Оказавшись в своем оффисе, я обнаружил, что разработанные детально расходы на путешествие неимоверно растут. Я понимал, что никто не даст миллионы фунтов никому не известным людям, которые, словно от нечего делать, околачивались на кромке ледяного щита Гренландии. Единственный способ заполучить для нашего заключительного путешествия могущественного спонсора — совершить нечто более впечатляющее в еще более суровых условиях. Поход на Северный полюс стал очевидным выбором.
Я предстал перед членами Географического общества, точнее, его экспедиционного комитета, где меня подвергли детальному опросу по поводу проведенного нами времени в Гренландии; особенно их интересовали технические вопросы от астронавигации до взаимоотношений участников экспедиции. Затем я попросил разрешения сделать попытку достичь Северного полюса — мы были готовы покинуть Англию через три месяца.
Дожидаясь ответа, я снова принялся размышлять о средствах передвижения по льду. «Сурки» превосходили мощностью большинство других мотонарт, однако на голом морском льду управлять ими было весьма трудно: их металлические гусеницы не вгрызались в лед, и машины шли юзом вбок и даже назад. Арктика не континент, подобный Антарктиде, это ледяной покров на поверхности глубокого океана, поэтому нам часто придется ехать по голому льду и важно иметь передвижное средство, которое послушно на скользкой поверхности.
В Британии больше людей, побывавших на вершине Эвереста, чем тех, кто хотя бы недолго путешествовал по льду в Арктике.

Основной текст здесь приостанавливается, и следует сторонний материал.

PR #213, opened 2021-03-12
Bug fixes from testing suite

lstuntz:
Various new implementations and bug fixes as uncovered from the z3 testing suite. There are 4 tests that don't pass in this pr, fixes for those will be in a later pr.


lstuntz:
@makaimann There is one bug that is in this pr that is worth noting if you are going to be doing additional testing/experiments. The is_value function in z3_terms.cpp is wonky -- I'm working on fixing it but it's not fixed in this pr

z3/src/z3_solver.cpp
```diff
@@ -85,12 +86,74 @@ const unordered_map<PrimOp, variadic_fun> z3_variadic_ops({
...
+    msg += " - not implemented for Z3 backend.";
+    throw NotImplementedException(msg.c_str());
+  }
 }
 
 void Z3Solver::set_logic(const std::string logic)
 {
-  throw NotImplementedException("Set logic not implemented for Z3 backend.");
+  const char * l = logic.c_str();
+  slv = solver(ctx, l);
```
makaimann, line 156: So this is Z3-specific question. Do you need to do anything to clean up the old solver?

I think this is good, but in case it's relevant I implemented `set_logic` in mathsat which has a similar API with https://github.com/makaimann/smt-switch/pull/203. I could have reconstructed it like you're doing here, but it seems like mathsat leaks memory if you reconstruct, so instead I waited to construct the env (equivalent of the solver) until after all options / logic is set. A little heavy-handed, but technically works.

z3/src/z3_solver.cpp
```diff
@@ -319,13 +382,26 @@ Result Z3Solver::check_sat_assuming_set(const UnorderedTermSet & assumptions)
...
 Term Z3Solver::get_value(const Term & t) const
 {
-  throw NotImplementedException("Get value not implemented for Z3 backend.");
+  shared_ptr<Z3Term> zterm = static_pointer_cast<Z3Term>(t);
+  if (zterm->is_function)
+  {
+    throw IncorrectUsageException("Cannot evaluate a function.");
+  }
+  z3::model model = slv.get_model();
+  expr eval = model.eval(zterm->term, true);
```
makaimann, line 403: Just for my own understanding, what is the second parameter here? I saw that it's `model_completion`, but what does that mean?

z3/src/z3_term.cpp
```diff
@@ -104,26 +104,159 @@ bool Z3Term::compare(const Term & absterm) const
 
 Op Z3Term::get_op() const
 {
-  throw NotImplementedException("get_op not yet implemented.");
+  if (is_function)
+  {
+    throw IncorrectUsageException("A function has no operator.");
```
makaimann, line 109: Here you can just return a null operator: `return Op()`. In smt-switch, you can still get the operator, it's just null.

z3/src/z3_term.cpp
```diff
@@ -104,26 +104,159 @@ bool Z3Term::compare(const Term & absterm) const
...
+  }
+  else
+  {
+    if (!term.is_app())
+    {
+      throw IncorrectUsageException(
```
makaimann, line 115: This should also return a null operator I think (`get_op` shouldn't throw exceptions). What kind of terms have false for `is_app()`?

z3/src/z3_term.cpp
```diff
@@ -104,26 +104,159 @@ bool Z3Term::compare(const Term & absterm) const
...
+        case Z3_OP_ZERO_EXT: return Op(Zero_Extend);
+        case Z3_OP_SIGN_EXT: return Op(Sign_Extend);
+        case Z3_OP_REPEAT: return Op(Repeat);
+        case Z3_OP_INT2BV: {
+          size_t out_width = range.bv_size();
+          return Op(Int_To_BV, out_width);
+        }
+        case Z3_OP_BV2INT:
+          return Op(BV_To_Nat);
+          // Op(Apply) not handled...
```
makaimann, line 199: If there's a way to check whether something is a function application, you could do that above. Doesn't have to be in this PR, just mentioning it.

Я связался с одним из этих немногих, Джеффри Хаттерсли-Смитом, и он рекомендовал мне попробовать мотонарты фирмы «Канадиен Бомбардье», называемые «скиду», с двигателем воздушного охлаждения «Ротакс» австрийского производства объемом 640 куб. см. Я послал телекс компании «Бомбардье», находившейся неподалеку от Монреаля, которая хотя и не согласилась стать нашим спонсором, но была счастлива продать нам четыре машины вместе с запасными частями на сумму 500 фунтов и незамедлительно отправить все в Резольют, расположенный на тысячу километров южнее Алерта.